§ Your task
Within the records, which lines hold the string "TIndex"? Report each one by copying it.

§ Material for this exercise
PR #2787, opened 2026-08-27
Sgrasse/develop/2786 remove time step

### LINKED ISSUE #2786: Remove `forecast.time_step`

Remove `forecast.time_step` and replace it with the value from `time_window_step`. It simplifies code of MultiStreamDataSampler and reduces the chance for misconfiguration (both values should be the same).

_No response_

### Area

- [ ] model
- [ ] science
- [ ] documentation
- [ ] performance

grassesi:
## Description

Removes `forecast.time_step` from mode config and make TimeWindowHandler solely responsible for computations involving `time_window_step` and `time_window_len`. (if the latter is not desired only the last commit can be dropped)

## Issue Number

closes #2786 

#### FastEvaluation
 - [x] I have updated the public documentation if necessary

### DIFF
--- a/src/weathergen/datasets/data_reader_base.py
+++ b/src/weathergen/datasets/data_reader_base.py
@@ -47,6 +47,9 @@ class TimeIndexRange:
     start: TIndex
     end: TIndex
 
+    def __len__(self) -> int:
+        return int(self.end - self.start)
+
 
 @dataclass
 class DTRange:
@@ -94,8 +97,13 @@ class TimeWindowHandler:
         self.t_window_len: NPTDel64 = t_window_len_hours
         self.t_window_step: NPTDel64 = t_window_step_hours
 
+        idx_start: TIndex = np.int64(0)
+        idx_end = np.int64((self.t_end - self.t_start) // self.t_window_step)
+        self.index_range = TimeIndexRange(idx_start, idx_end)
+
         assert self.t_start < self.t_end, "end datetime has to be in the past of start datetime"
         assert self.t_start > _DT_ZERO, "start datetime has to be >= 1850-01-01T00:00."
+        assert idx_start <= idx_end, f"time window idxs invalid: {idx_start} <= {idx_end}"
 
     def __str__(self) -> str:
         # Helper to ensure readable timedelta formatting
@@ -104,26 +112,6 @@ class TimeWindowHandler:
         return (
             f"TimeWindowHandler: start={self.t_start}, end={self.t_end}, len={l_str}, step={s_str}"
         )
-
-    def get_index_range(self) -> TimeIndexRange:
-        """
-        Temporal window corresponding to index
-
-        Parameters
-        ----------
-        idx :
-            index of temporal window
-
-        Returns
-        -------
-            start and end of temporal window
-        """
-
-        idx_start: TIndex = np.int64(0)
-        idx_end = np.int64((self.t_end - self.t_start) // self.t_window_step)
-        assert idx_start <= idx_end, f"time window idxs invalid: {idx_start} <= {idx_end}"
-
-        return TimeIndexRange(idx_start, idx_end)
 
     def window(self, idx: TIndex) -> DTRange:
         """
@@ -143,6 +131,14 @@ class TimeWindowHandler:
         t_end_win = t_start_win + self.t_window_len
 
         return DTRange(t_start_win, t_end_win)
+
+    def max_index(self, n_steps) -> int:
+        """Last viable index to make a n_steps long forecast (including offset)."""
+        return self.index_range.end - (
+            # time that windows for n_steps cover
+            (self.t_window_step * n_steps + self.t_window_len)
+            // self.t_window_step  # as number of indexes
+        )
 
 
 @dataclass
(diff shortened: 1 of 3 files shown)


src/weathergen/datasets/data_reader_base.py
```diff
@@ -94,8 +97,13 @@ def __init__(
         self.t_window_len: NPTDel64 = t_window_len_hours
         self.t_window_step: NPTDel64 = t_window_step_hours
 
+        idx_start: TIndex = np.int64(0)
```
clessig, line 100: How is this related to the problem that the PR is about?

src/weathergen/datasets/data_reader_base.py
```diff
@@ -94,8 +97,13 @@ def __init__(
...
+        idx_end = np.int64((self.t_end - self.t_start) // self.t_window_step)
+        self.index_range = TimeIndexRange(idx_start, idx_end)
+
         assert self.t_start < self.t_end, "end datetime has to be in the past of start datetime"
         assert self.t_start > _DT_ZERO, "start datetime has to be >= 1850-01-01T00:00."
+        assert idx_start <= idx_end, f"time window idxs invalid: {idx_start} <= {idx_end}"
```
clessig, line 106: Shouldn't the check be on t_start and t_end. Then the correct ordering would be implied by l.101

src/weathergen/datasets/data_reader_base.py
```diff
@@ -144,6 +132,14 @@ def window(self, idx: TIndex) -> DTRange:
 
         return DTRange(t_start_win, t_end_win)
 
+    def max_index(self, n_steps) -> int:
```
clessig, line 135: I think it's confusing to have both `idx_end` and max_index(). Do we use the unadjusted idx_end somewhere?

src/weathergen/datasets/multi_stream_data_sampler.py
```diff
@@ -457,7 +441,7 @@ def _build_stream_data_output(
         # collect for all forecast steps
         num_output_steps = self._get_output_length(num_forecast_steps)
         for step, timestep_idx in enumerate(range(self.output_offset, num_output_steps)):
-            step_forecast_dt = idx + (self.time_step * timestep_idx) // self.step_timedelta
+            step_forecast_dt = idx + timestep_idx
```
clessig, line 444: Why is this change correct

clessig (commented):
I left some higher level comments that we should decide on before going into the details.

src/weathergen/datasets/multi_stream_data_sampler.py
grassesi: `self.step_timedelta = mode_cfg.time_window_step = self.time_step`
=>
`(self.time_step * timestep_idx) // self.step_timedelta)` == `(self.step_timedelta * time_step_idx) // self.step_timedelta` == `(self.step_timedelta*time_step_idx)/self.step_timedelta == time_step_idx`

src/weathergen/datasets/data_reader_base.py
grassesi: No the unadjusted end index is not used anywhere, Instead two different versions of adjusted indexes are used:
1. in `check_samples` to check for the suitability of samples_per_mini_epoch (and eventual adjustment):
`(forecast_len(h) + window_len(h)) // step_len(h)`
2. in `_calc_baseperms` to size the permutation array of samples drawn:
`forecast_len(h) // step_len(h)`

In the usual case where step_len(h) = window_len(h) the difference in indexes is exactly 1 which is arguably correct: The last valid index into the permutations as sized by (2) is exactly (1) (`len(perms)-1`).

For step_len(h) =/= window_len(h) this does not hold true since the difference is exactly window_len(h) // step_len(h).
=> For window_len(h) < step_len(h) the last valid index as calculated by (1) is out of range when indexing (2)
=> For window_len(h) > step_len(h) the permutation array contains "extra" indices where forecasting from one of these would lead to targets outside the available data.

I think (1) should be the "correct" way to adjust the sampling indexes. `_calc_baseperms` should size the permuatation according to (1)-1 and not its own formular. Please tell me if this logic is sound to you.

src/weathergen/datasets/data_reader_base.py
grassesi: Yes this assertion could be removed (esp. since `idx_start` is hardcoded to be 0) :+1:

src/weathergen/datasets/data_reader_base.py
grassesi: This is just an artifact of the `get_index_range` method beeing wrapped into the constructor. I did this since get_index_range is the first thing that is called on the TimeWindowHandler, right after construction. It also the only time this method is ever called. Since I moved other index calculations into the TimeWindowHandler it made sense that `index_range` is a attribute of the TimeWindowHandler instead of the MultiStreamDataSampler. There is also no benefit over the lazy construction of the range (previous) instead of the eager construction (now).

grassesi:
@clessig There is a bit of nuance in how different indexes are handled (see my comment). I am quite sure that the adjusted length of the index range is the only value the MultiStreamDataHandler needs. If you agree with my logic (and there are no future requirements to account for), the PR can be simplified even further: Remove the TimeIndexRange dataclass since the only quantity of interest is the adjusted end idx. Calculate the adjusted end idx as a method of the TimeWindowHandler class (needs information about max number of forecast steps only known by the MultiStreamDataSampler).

§ Response to the task
     start: TIndex
     end: TIndex
+        idx_start: TIndex = np.int64(0)
-        idx_start: TIndex = np.int64(0)
     def window(self, idx: TIndex) -> DTRange:
+        idx_start: TIndex = np.int64(0)
@@ -144,6 +132,14 @@ def window(self, idx: TIndex) -> DTRange:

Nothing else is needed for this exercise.